Here's a list of jobs I had before before becoming a lawyer:
Bakery cashier
Waitress (three different places: a fancy overpriced $500 tab for 2-top place, a cocktail bar, and a strip club)
Maid at Super 8 Motel
Research assistant
Babysitter
Several different call center jobs
Low rent model
Trust and safety at a tech company (taking down illegal or banned pages and reviewing the worst humanity has to offer every day for two years)
Modeling agency (I don't even know what my job technically was there - basically to rip off people who would never be models by selling them expensive portfolio packages).
B2B sales
The worst jobs by far were the call center jobs, being a motel maid (disgusting and exhausting), and waitressing in a strip club (owners would purposely overstaff and not give you enough tables to make sufficient $$, so they could pressure and try to convince you to go on stage for more $$). The most enjoyable job by far was waitressing in a bar (drunk customers are usually at least nice and in a good mood). Best job was lawyer, but only once I became a partner, being an associate was awful.
But the only reason being a lawyer is good is because of the money and status (well, that's at least 85% of why it's good). It's truly disturbing how much more respect people will give you if you have what society deems a fancy job. Even for something like being a lawyer, which everyone actually hates and resents…and yet STILL they treat you better even if they hate you. And boy do parents ever love bragging about their kids being doctors or lawyers. :/
When I had those other jobs, people regularly treated me like I was a moron and with total condescension. Now that never happens (at least in real life, it still happens on Substack 😘). But I was just as intelligent, well-read, and knowledgeable when I was waitress or maid. In fact if anything I was moreso, because I used to have more time to read and think about things besides protecting rich people’s economic interests. I never understood people who said law school “taught them how to think”…it did no such thing in my case, I was thinking plenty before I went.

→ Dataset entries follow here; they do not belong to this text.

PR #18465, opened 2024-10-18
Partially Replicated Instructions in Replication Analysis

philipphack:
Extends the HLO replication analysis to identify partially replicated instructions when the group mode of the collective is flattened ID.

Also enables the exchange of collectives and quantizations or dequantizations with partially replicated scaling factors in the collective quantizer pass.

### DIFF
--- a/xla/hlo/analysis/hlo_replication_analysis.cc
+++ b/xla/hlo/analysis/hlo_replication_analysis.cc
@@ -94,13 +94,20 @@ HloReplicationAnalysis::DetermineHloInstructionIsReplicated(
         global_id = Cast<HloAllGatherInstruction>(hlo)->use_global_device_ids();
       }
       if (global_id) {
+        // TODO(philipphack): The following is incorrect if partitions are
+        // replicated differently on replicas, or if replicas are replicated
+        // differently on partitions.
         bool replicated_across_partitions = true;
         bool replicated_across_replicas = true;
         const int64_t num_partitions =
             hlo->GetModule()->config().num_partitions();
         absl::flat_hash_set<int64_t> visited_partitions;
         absl::flat_hash_set<int64_t> visited_replicas;
+        std::vector<int64_t> device_set;
+        std::vector<absl::Span<const int64_t>> device_sets;
+        std::vector<std::vector<int64_t>> device_sets_storage;
         for (const auto& group : hlo->replica_groups()) {
+          device_set.clear();
           visited_partitions.clear();
           visited_replicas.clear();
           visited_replicas.reserve(group.replica_ids().size());
@@ -110,16 +117,25 @@ HloReplicationAnalysis::DetermineHloInstructionIsReplicated(
             int64_t pid = id % num_partitions;
             visited_partitions.insert(pid);
             visited_replicas.insert(rid);
+            if (support_partial_replication) {
+              device_set.push_back(cross_partition_spmd ? pid : rid);
+            }
           }
           replicated_across_partitions &=
               visited_partitions.size() == num_partitions;
           replicated_across_replicas &=
               visited_replicas.size() ==
               hlo->GetModule()->config().replica_count();
+          if (support_partial_replication) {
+            device_sets_storage.push_back(device_set);
+            device_sets.push_back(device_sets_storage.back());
+          }
         }
         if ((cross_partition_spmd && replicated_across_partitions) ||
             (!cross_partition_spmd && replicated_across_replicas)) {
           return HloReplication::ReplicatedOnAllDevices();
+        } else if (support_partial_replication) {
+          return HloReplication::PartiallyReplicated(device_sets);
         } else {
           return HloReplication::UniqueOnAllDevices();
         }
--- a/xla/hlo/analysis/hlo_replication_analysis_test.cc
+++ b/xla/hlo/analysis/hlo_replication_analysis_test.cc
@@ -673,6 +673,122 @@ ENTRY entry {
       FindInstruction(module.get(), "dynamic-slice"), {}, replica_groups_2));
 }
 
+TEST_F(HloReplicationAnalysisTest,
+       PartiallyReplicatedAllGatherFlattenedIDReplicaAnalysis) {
+  const std::string module_str = R"(
+HloModule PartiallyReplicatedAllGatherFlattenedIDReplicaAnalysis
+
+ENTRY entry {
+  param = s32[2] parameter(0)
+  all-gather0 = s32[4] all-gather(param), dimensions={0}, replica_groups={{0,2},{4,6},{1,3},{5,7}}, channel_id=1, use_global_device_ids=true
+  all-gather1 = s32[4] all-gather(param), dimensions={0}, replica_groups={{0,4},{2,6},{1,5},{3,7}}, channel_id=2, use_global_device_ids=true
+  ROOT tuple = (s32[4], s32[4]) tuple(all-gather0, all-gather1)
+}
+)";
+
+  TF_ASSERT_OK_AND_ASSIGN(
+      auto module_replica_analysis,
+      ParseAndReturnVerifiedModule(module_str, /*replica_count=*/4,
+                                   /*num_partitions=*/2));
+  TF_ASSERT_OK_AND_ASSIGN(
+      std::unique_ptr<HloReplicationAnalysis> replica_analysis,
+      HloReplicationAnalysis::RunWithPartialReplication(
+          module_replica_analysis.get(),
+          /*cross_partition_spmd=*/false));
+
+  std::array<ReplicaGroup, 2> replica_groups0;
+  replica_groups0[0].add_replica_ids(0);
+  replica_groups0[0].add_replica_ids(1);
+  replica_groups0[1].add_replica_ids(2);
+  replica_groups0[1].add_replica_ids(3);
+
+  std::array<ReplicaGroup, 2> replica_groups1;
+  replica_groups1[0].add_replica_ids(0);
+  replica_groups1[0].add_replica_ids(2);
+  replica_groups1[1].add_replica_ids(1);
+  replica_groups1[1].add_replica_ids(3);
+
+  EXPECT_FALSE(replica_analysis->HloInstructionIsReplicatedAt(
+      FindInstruction(module_replica_analysis.get(), "all-gather0"), {}));
+
+  EXPECT_TRUE(replica_analysis->HloInstructionIsReplicatedAt(
+      FindInstruction(module_replica_analysis.get(), "all-gather0"), {},
+      replica_groups0));
+
+  EXPECT_FALSE(replica_analysis->HloInstructionIsReplicatedAt(
+      FindInstruction(module_replica_analysis.get(), "all-gather0"), {},
+      replica_groups1));
+
+  EXPECT_FALSE(replica_analysis->HloInstructionIsReplicatedAt(
+      FindInstruction(module_replica_analysis.get(), "all-gather1"), {}));
+
+  EXPECT_TRUE(replica_analysis->HloInstructionIsReplicatedAt(
+      FindInstruction(module_replica_analysis.get(), "all-gather1"), {},
+      replica_groups1));
+
+  EXPECT_FALSE(replica_analysis->HloInstructionIsReplicatedAt(
+      FindInstruction(module_replica_analysis.get(), "all-gather1"), {},
+      replica_groups0));
+}
+
+TEST_F(HloReplicationAnalysisTest,
+       PartiallyReplicatedAllGatherFlattenedIDPartitionAnalysis) {
+  const std::string module_str = R"(
+HloModule PartiallyReplicatedAllGatherFlattenedIDPartitionAnalysis
+
+ENTRY entry {
+  param = s32[2] parameter(0)
+  all-gather0 = s32[4] all-gather(param), dimensions={0}, replica_groups={{0,1},{2,3},{4,5},{6,7}}, channel_id=1, use_global_device_ids=true
+  all-gather1 = s32[4] all-gather(param), dimensions={0}, replica_groups={{0,2},{1,3},{4,6},{5,7}}, channel_id=2, use_global_device_ids=true
+  ROOT tuple = (s32[4], s32[4]) tuple(all-gather0, all-gather1)
+}
+)";
+
+  TF_ASSERT_OK_AND_ASSIGN(
+      auto module_partition_analysis,
+      ParseAndReturnVerifiedModule(module_str, /*replica_count=*/2,
+                                   /*num_partitions=*/4));
+  TF_ASSERT_OK_AND_ASSIGN(
+      std::unique_ptr<HloReplicationAnalysis> partition_analysis,
+      HloReplicationAnalysis::RunWithPartialReplication(
+          module_partition_analysis.get(),
+          /*cross_partition_spmd=*/true));
+
+  std::array<ReplicaGroup, 2> replica_groups0;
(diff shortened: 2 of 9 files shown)


reedwm:
CC @yliu120

xla/hlo/analysis/hlo_replication_analysis.cc
```diff
@@ -120,6 +124,8 @@ HloReplicationAnalysis::DetermineHloInstructionIsReplicated(
         if ((cross_partition_spmd && replicated_across_partitions) ||
             (!cross_partition_spmd && replicated_across_replicas)) {
           return HloReplication::ReplicatedOnAllDevices();
+        } else if (support_partial_replication) {
+          return HloReplication::PartiallyReplicated(device_sets);
```
reedwm, line 128: The device IDs in device_sets should be partition IDs if cross_partition_spmd=true or replica IDs if cross_partition_spmd=false. But you're adding flattened IDs here. 

Convert to replica or partition IDs, by dividing or modding by num_partitions. This isn't strictly correct: You should also ensure that if cross_partition_spmd=true, all replicas have the particular partial replication, and simiarly if cross_partition_spmd=false, all partitions have the particular partial replication. But we already have a similar bug in the original code where we might incorrectly return ReplicatedOnAllDevices since we don't check individual replicas/partitions. Feel free to fix this here and the original code, or not. If not, I will fix this up myself later.

It might be useful to support flattened IDs here, but you'll have to provide an API to this class to allow the user to query either flattened IDs or partitions/replica IDs. I think we initially should not add an API, and add it later if necessary.

xla/hlo/analysis/hlo_replication_analysis_test.cc
```diff
@@ -673,6 +673,50 @@ ENTRY entry {
...
+)";
+
+  TF_ASSERT_OK_AND_ASSIGN(
+      auto module, ParseAndReturnVerifiedModule(module_str, /*replica_count=*/1,
+                                                /*num_partitions=*/4));
+  TF_ASSERT_OK_AND_ASSIGN(
+      std::unique_ptr<HloReplicationAnalysis> replica_analysis,
+      HloReplicationAnalysis::RunWithPartialReplication(
+          module.get(),
+          /*cross_partition_spmd=*/true));
```
reedwm, line 695: Test cross_partition_spmd=false as well.

xla/hlo/transforms/collectives/collective_quantizer_test.cc
```diff
@@ -279,6 +279,121 @@ TEST_F(CollectiveQuantizerTest, AllGatherQuantizeNonReplicatedScale) {
...
+  EXPECT_THAT(module->entry_computation()->root_instruction(),
+              op::AllToAll(op::Convert(op::Clamp(
+                  op::Broadcast(), op::Divide(op::Parameter(), op::Broadcast()),
+                  op::Broadcast()))));
+  HloInstruction* all_to_all = module->entry_computation()->root_instruction();
+  EXPECT_THAT(all_to_all->shape().element_type(), F8E4M3FN);
+}
+
+TEST_F(CollectiveQuantizerTest,
+       AllGatherQuantizePartialReplicationGroupMismatch) {
```
reedwm, line 363: Add a comment describing why it fails. E.g. "Test case where the rewrite is skipped because the scale is not replicated in the same way as all-gather".

And same for DequantizeAllGatherPartialReplicationGroupMismatch.

reedwm (changes requested):
I think it's worth adding an e2e test as well.

yliu120:
> CC @yliu120

Thank you.

xla/hlo/transforms/collectives/collective_quantizer.cc
```diff
@@ -97,22 +97,26 @@ HloInstruction* ApplyUnaries(HloInstruction* instr,
...
-  TF_ASSIGN_OR_RETURN(
-      auto replication_analysis,
-      HloReplicationAnalysis::Run(module,
-                                  /*cross_partition_spmd=*/true));
-  return replication_analysis->HloInstructionIsReplicatedAt(instr, {});
+  TF_ASSIGN_OR_RETURN(auto replication_analysis,
+                      HloReplicationAnalysis::RunWithPartialReplication(
+                          module,
+                          /*cross_partition_spmd=*/true));
+  return replication_analysis->HloInstructionIsReplicatedAt(instr, {},
```
yliu120, line 118: This is not very efficient.
You can run the replication analysis once as you don't remove instructions during rewrite, you can query the same analysis result.

xla/hlo/transforms/collectives/collective_quantizer.cc
```diff
@@ -307,29 +315,32 @@ absl::Status MatchDequantization(HloInstruction* instr, bool* changed) {
...
+  VLOG(5) << "Collective " << instr->ToString() << " has been replaced with "
+          << new_collective->ToString();
 
-  return absl::OkStatus();
+  return true;
 }
 
-absl::Status MatchQuantization(HloInstruction* instr, bool* changed) {
+absl::StatusOr<bool> MatchQuantization(HloInstruction* instr) {
   std::optional<ConversionSubgraph> subgraph;
```
yliu120, line 325: You 'd better add some VLOG() to easily tell users/developers why something was labeled as FP8 type but not get quantized or dequantized.

You can copy over the same logic in my PR: https://github.com/openxla/xla/pull/18330

Otherwise when things go wrong, I need to go ahead to modify the binary for adding some necessary VLOG to understand why F8 conversion not happening.

xla/hlo/transforms/collectives/collective_quantizer_test.cc
```diff
@@ -449,5 +564,105 @@ TEST_F(CollectiveQuantizerTest, DequantizeAllGatherUnary) {
...
+  )";
+
+  HloModuleConfig config;
+  config.set_num_partitions(8);
+  TF_ASSERT_OK_AND_ASSIGN(std::unique_ptr<HloModule> module,
+                          ParseAndReturnVerifiedModule(hlo_string, config));
+  TF_ASSERT_OK_AND_ASSIGN(bool changed, RunCollectiveQuantizer(module.get()));
+  EXPECT_FALSE(changed);
+}
+
```
yliu120, line 666: It is worth testing the case where the scale is allreduced in another computation.

xla/hlo/analysis/hlo_replication_analysis_test.cc
```diff
@@ -673,6 +673,69 @@ ENTRY entry {
...
+          module.get(),
+          /*cross_partition_spmd=*/false));
+  TF_ASSERT_OK_AND_ASSIGN(
+      std::unique_ptr<HloReplicationAnalysis> partition_analysis,
+      HloReplicationAnalysis::RunWithPartialReplication(
+          module.get(),
+          /*cross_partition_spmd=*/true));
+
+  std::array<ReplicaGroup, 2> replica_groups0;
+  replica_groups0[0].add_replica_ids(0);
```
reedwm, line 703: The `HloInstructionIsReplicatedAt` method is not designed to have duplicated replica IDs. I think the intent of this method is that, assuming cross_partition_spmd=true, the function returns true if and only if for each replica, the instruction output is replicated across the partitions inside the replica. E.g. if there are 2 replicas and 4 partitions and you pass in `replica_groups={{0,2},{1,3}}`, then the function returns true if and only if devices with flattened_id 0 and 2 have the same value, 1 and 3 have the same value, 4 and 6 have the same value, and 5 and 7 have the same value. (Remember that flattened_Id = replia_id * num_partitions + partition_id).

I think it's hard to have a meaningful test with only 2 partitions if cross_partition_spmd=false, and with only 2 replicas if cross_partition_spmd=true.

xla/hlo/transforms/collectives/collective_quantizer.cc
```diff
@@ -36,13 +37,29 @@ struct ConversionSubgraph {
...
   // in top-down order (operand-to-user).
   std::vector<HloInstruction*> unaries;
+
+  std::string ToString() const {
+    auto short_string = [](const HloInstruction* instr) -> std::string {
+      return instr ? instr->ToShortString() : "null";
+    };
+
+    std::ostringstream oss;
+    oss << " conversion: " << short_string(convert)
```
reedwm, line 47: Don't start with a space. And change users of this method to take into account there isn't a space.

xla/service/collective_ops_utils.cc
```diff
@@ -133,6 +133,31 @@ absl::StatusOr<std::vector<int>> GetParticipatingIDs(
                           group->replica_ids().end());
 }
 
+// Returns the group formation mode of instr, assuming that instr is, or is
+// dervied from, an HloAllGatherInstruction, HloAllReduceInstructionBase,
+// HloCollectiveInstruction or HloCollectivePermuteInstruction.
+absl::StatusOr<CollectiveOpGroupMode> GetCollectiveOpGroupMode(
+    HloInstruction* instr) {
+  if (HloAllGatherInstruction::ClassOf(instr)) {
```
reedwm, line 141: It's slightly more concise if you write this as:

```c++
if (auto collective = DynCast<HloAllGatherInstruction>(instr)) {
    return GetCollectiveOpGroupMode(collective->channel_id().has_value(),
                                    collective->use_global_device_ids());
}
```

xla/service/collective_ops_utils.cc
```diff
@@ -133,6 +133,31 @@ absl::StatusOr<std::vector<int>> GetParticipatingIDs(
                           group->replica_ids().end());
 }
 
+// Returns the group formation mode of instr, assuming that instr is, or is
+// dervied from, an HloAllGatherInstruction, HloAllReduceInstructionBase,
+// HloCollectiveInstruction or HloCollectivePermuteInstruction.
+absl::StatusOr<CollectiveOpGroupMode> GetCollectiveOpGroupMode(
```
reedwm, line 139: Add a test for this function.

xla/service/collective_ops_utils.cc
```diff
@@ -133,6 +133,31 @@ absl::StatusOr<std::vector<int>> GetParticipatingIDs(
                           group->replica_ids().end());
 }
 
+// Returns the group formation mode of instr, assuming that instr is, or is
+// dervied from, an HloAllGatherInstruction, HloAllReduceInstructionBase,
+// HloCollectiveInstruction or HloCollectivePermuteInstruction.
```
reedwm, line 138: No need to duplicate comment from header. Also no need to explicitly call out all-gather and all-reduce since they already derive from HloCollectiveInstruction. But maybe it's better to list the HLO collective names instead of classes, e.g. "all-gather, all-reduce", in which case you should list them all.

xla/service/collective_ops_utils.cc
```diff
@@ -133,6 +133,31 @@ absl::StatusOr<std::vector<int>> GetParticipatingIDs(
...
+    HloInstruction* instr) {
+  if (HloAllGatherInstruction::ClassOf(instr)) {
+    auto collective = Cast<HloAllGatherInstruction>(instr);
+    return GetCollectiveOpGroupMode(collective->channel_id().has_value(),
+                                    collective->use_global_device_ids());
+  } else if (HloAllReduceInstructionBase::ClassOf(instr)) {
+    auto collective = Cast<HloAllReduceInstructionBase>(instr);
+    return GetCollectiveOpGroupMode(collective->channel_id().has_value(),
+                                    collective->use_global_device_ids());
+  } else if (HloCollectiveInstruction::ClassOf(instr)) {
```
reedwm, line 149: I'm worried if a new subclass is added with use_global_device_ids, we'll forget to update this. I would either handle each subclass of this separately, or check that it's a hardcoded list of known subclasses (all-to-all, ragged-all-to-all, collective-broadcast)

reedwm (changes requested):

xla/hlo/analysis/hlo_replication_analysis.cc
```diff
@@ -100,7 +100,11 @@ HloReplicationAnalysis::DetermineHloInstructionIsReplicated(
             hlo->GetModule()->config().num_partitions();
         absl::flat_hash_set<int64_t> visited_partitions;
         absl::flat_hash_set<int64_t> visited_replicas;
+        std::vector<int64_t> device_set;
+        std::vector<absl::Span<const int64_t>> device_sets;
+        std::vector<std::vector<int64_t>> device_sets_storage;
         for (const auto& group : hlo->replica_groups()) {
+          device_set.clear();
```
reedwm, line 107: Since you clear this at the start of the for-loop, any mutations you make are ignored except for the last iteration.

Because the existing logic is already incorrect even without this PR, it's somewhat hard to review this, as I'm undecided whether bugs are just an extension of the original bug and therefore perhaps acceptable to merge, or whether things like this are considered a new bug and therefore should be fixed in this PR. Instead of fixing this in a separate PR after this PR is merged, I think it makes sense to fix it before this PR. Once your fix is merged, you can merge master into this PR and I can re-review.

xla/hlo/analysis/hlo_replication_analysis_test.cc
```diff
@@ -673,6 +673,81 @@ ENTRY entry {
       FindInstruction(module.get(), "dynamic-slice"), {}, replica_groups_2));
 }
 
+TEST_F(HloReplicationAnalysisTest, PartiallyReplicatedAllGatherFlattenedID) {
+  const std::string module_str = R"(
+HloModule PartiallyReplicatedAllGatherFlattenedID
+
+ENTRY entry {
+  param = s32[2] parameter(0)
+  all-gather0 = s32[4] all-gather(param), dimensions={0}, replica_groups={{0,2},{4,6},{1,3},{5,7}}, channel_id=1, use_global_device_ids=true
```
reedwm, line 682: Remembering what these all-gather replica groups is hard as I scroll down to the rest of the test. I kept having to scroll back up again.

Instead, group all the relevant parts of each instruction being tested. Perhaps by having a lambda taking in the `replica_groups` of the instruction, the `replica_groups` pass to `HloInstructionIsReplicatedAt`, and the value of cross_partition_spmd, and returning whether HloInstructionIsReplicatedAt returned true or not. Then all the information needed to determine whether it should be replicated or not is only a single line.

xla/hlo/analysis/hlo_replication_analysis_test.cc
```diff
@@ -679,61 +679,73 @@ HloModule PartiallyReplicatedAllGatherFlattenedID
...
   EXPECT_TRUE(partition_analysis->HloInstructionIsReplicatedAt(
-      FindInstruction(module.get(), "all-gather0"), {}, replica_groups1));
+      FindInstruction(module_partition_analysis.get(), "all-gather2"), {},
+      replica_groups0));
 
   EXPECT_FALSE(partition_analysis->HloInstructionIsReplicatedAt(
-      FindInstruction(module.get(), "all-gather1"), {}));
+      FindInstruction(module_partition_analysis.get(), "all-gather3"), {}));
 
   EXPECT_TRUE(partition_analysis->HloInstructionIsReplicatedAt(
```
reedwm, line 746: It's worth having some tests where different replicas have different partition_ids in replica_groups. E.g., doing the following

num_partitions = 5
num_replicas = 2
cross_partition_spmd = true
all gather replica_groups = {{0,1,2,5,6},{3,4,7,8,9}}
replica_groups passed to HloInstructionIsReplicatedAt = {{0,1},{2,3,4}}

reedwm (changes requested):

reedwm (approved):
The logic is slightly incorrect in hlo_replication_analysis, but the logic was still incorrect even before this change and you've agreed to fix it, so approving.

loislo:
the cl cannot be built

The other twisted thing is the status ranking within the lawyer class…personal injury at the bottom (well okay, that's deserved) and lawyers charging $1k an hour to represent rich people at the top. It bears zero relation to capacity or skills, in my experience. Public defenders are some of the best lawyers out there, they're just juggling 300 cases at any given time. And I regularly work with AmLaw 50 overpriced attorneys as opposing counsel who are not at all impressive. The thing is, the richer your client is, the easier it is to win, because most litigation is just a matter of the more economically powerful party crushing the opposition by making it so expensive they eventually have no choice but to cave. I'm not a litigator, so that's not sour grapes on my part, it’s just my perception watching the litigators. In my specialty, I serve rich people and businesses, and society just automatically grants that more status for no discernible reason other than that people worship money.
Anyway, this is a long way of saying that no one should be embarrassed of their job. Even if you're cleaning toilets, like I used to. Society confers status in a mostly bullshit manner. Even most doctors seem to realize that nowadays. And they've got the highest ratio of self-important psychopaths masquerading as do-gooders out there. 😉 So when even doctors start realizing status games are just that, no one else should have any shame.